**TASK TO COMPLETE**: Could you copy every record below exactly as it stands?

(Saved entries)
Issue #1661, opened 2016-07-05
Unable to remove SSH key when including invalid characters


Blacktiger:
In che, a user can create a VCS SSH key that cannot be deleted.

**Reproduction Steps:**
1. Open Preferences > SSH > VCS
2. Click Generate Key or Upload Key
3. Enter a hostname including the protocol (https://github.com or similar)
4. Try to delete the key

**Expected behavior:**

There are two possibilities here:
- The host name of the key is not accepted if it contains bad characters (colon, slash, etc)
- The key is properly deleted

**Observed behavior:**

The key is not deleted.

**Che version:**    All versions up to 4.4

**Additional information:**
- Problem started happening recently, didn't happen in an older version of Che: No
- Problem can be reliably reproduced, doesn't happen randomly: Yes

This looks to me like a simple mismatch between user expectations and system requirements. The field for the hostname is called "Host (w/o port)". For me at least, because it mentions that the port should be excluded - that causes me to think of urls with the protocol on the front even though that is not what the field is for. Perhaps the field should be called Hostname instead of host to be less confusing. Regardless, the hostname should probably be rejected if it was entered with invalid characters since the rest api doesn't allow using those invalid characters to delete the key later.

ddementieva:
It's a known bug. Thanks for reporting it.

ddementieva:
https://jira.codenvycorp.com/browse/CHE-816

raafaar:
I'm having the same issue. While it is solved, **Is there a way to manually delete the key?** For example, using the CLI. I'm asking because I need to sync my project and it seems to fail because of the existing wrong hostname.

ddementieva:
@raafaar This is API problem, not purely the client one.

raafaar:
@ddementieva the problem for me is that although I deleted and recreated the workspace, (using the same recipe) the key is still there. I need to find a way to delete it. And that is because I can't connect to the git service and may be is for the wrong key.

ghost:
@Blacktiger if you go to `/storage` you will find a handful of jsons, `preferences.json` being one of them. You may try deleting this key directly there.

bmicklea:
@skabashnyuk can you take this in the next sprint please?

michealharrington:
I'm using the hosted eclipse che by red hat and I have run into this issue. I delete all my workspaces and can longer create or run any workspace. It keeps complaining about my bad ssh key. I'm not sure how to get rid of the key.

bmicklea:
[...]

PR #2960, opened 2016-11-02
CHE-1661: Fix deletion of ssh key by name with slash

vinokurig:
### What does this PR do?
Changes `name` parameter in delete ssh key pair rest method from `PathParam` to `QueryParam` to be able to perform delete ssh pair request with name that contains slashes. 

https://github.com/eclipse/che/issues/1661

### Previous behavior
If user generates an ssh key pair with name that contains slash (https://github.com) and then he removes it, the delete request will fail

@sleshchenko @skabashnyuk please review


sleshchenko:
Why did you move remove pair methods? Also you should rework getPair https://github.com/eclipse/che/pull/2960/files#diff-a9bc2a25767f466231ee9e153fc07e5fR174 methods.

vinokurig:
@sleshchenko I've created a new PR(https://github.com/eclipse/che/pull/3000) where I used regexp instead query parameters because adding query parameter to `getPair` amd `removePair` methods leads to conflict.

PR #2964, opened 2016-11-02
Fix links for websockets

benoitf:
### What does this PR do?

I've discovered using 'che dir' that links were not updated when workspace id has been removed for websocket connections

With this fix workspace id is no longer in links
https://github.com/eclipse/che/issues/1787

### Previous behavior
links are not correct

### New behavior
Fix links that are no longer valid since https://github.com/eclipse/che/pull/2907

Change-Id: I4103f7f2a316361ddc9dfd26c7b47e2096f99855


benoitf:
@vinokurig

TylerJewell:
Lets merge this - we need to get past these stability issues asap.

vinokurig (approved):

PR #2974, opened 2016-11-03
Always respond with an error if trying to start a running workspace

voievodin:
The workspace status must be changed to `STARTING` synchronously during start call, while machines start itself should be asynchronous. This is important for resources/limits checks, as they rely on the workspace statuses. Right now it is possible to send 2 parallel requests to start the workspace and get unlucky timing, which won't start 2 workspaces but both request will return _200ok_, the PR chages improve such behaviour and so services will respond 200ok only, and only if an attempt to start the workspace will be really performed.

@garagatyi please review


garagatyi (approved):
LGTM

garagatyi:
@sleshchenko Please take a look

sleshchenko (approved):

**EXERCISE OUTPUT**:
Issue #1661, opened 2016-07-05
Unable to remove SSH key when including invalid characters


Blacktiger:
In che, a user can create a VCS SSH key that cannot be deleted.

**Reproduction Steps:**
1. Open Preferences > SSH > VCS
2. Click Generate Key or Upload Key
3. Enter a hostname including the protocol (https://github.com or similar)
4. Try to delete the key

**Expected behavior:**

There are two possibilities here:
- The host name of the key is not accepted if it contains bad characters (colon, slash, etc)
- The key is properly deleted

**Observed behavior:**

The key is not deleted.

**Che version:**    All versions up to 4.4

**Additional information:**
- Problem started happening recently, didn't happen in an older version of Che: No
- Problem can be reliably reproduced, doesn't happen randomly: Yes

This looks to me like a simple mismatch between user expectations and system requirements. The field for the hostname is called "Host (w/o port)". For me at least, because it mentions that the port should be excluded - that causes me to think of urls with the protocol on the front even though that is not what the field is for. Perhaps the field should be called Hostname instead of host to be less confusing. Regardless, the hostname should probably be rejected if it was entered with invalid characters since the rest api doesn't allow using those invalid characters to delete the key later.

ddementieva:
It's a known bug. Thanks for reporting it.

ddementieva:
https://jira.codenvycorp.com/browse/CHE-816

raafaar:
I'm having the same issue. While it is solved, **Is there a way to manually delete the key?** For example, using the CLI. I'm asking because I need to sync my project and it seems to fail because of the existing wrong hostname.

ddementieva:
@raafaar This is API problem, not purely the client one.

raafaar:
@ddementieva the problem for me is that although I deleted and recreated the workspace, (using the same recipe) the key is still there. I need to find a way to delete it. And that is because I can't connect to the git service and may be is for the wrong key.

ghost:
@Blacktiger if you go to `/storage` you will find a handful of jsons, `preferences.json` being one of them. You may try deleting this key directly there.

bmicklea:
@skabashnyuk can you take this in the next sprint please?

michealharrington:
I'm using the hosted eclipse che by red hat and I have run into this issue. I delete all my workspaces and can longer create or run any workspace. It keeps complaining about my bad ssh key. I'm not sure how to get rid of the key.

bmicklea:
[...]

PR #2960, opened 2016-11-02
CHE-1661: Fix deletion of ssh key by name with slash

vinokurig:
### What does this PR do?
Changes `name` parameter in delete ssh key pair rest method from `PathParam` to `QueryParam` to be able to perform delete ssh pair request with name that contains slashes. 

https://github.com/eclipse/che/issues/1661

### Previous behavior
If user generates an ssh key pair with name that contains slash (https://github.com) and then he removes it, the delete request will fail

@sleshchenko @skabashnyuk please review


sleshchenko:
Why did you move remove pair methods? Also you should rework getPair https://github.com/eclipse/che/pull/2960/files#diff-a9bc2a25767f466231ee9e153fc07e5fR174 methods.

vinokurig:
@sleshchenko I've created a new PR(https://github.com/eclipse/che/pull/3000) where I used regexp instead query parameters because adding query parameter to `getPair` amd `removePair` methods leads to conflict.

PR #2964, opened 2016-11-02
Fix links for websockets

benoitf:
### What does this PR do?

I've discovered using 'che dir' that links were not updated when workspace id has been removed for websocket connections

With this fix workspace id is no longer in links
https://github.com/eclipse/che/issues/1787

### Previous behavior
links are not correct

### New behavior
Fix links that are no longer valid since https://github.com/eclipse/che/pull/2907

Change-Id: I4103f7f2a316361ddc9dfd26c7b47e2096f99855


benoitf:
@vinokurig

TylerJewell:
Lets merge this - we need to get past these stability issues asap.

vinokurig (approved):

PR #2974, opened 2016-11-03
Always respond with an error if trying to start a running workspace

voievodin:
The workspace status must be changed to `STARTING` synchronously during start call, while machines start itself should be asynchronous. This is important for resources/limits checks, as they rely on the workspace statuses. Right now it is possible to send 2 parallel requests to start the workspace and get unlucky timing, which won't start 2 workspaces but both request will return _200ok_, the PR chages improve such behaviour and so services will respond 200ok only, and only if an attempt to start the workspace will be really performed.

@garagatyi please review


garagatyi (approved):
LGTM

garagatyi:
@sleshchenko Please take a look

sleshchenko (approved):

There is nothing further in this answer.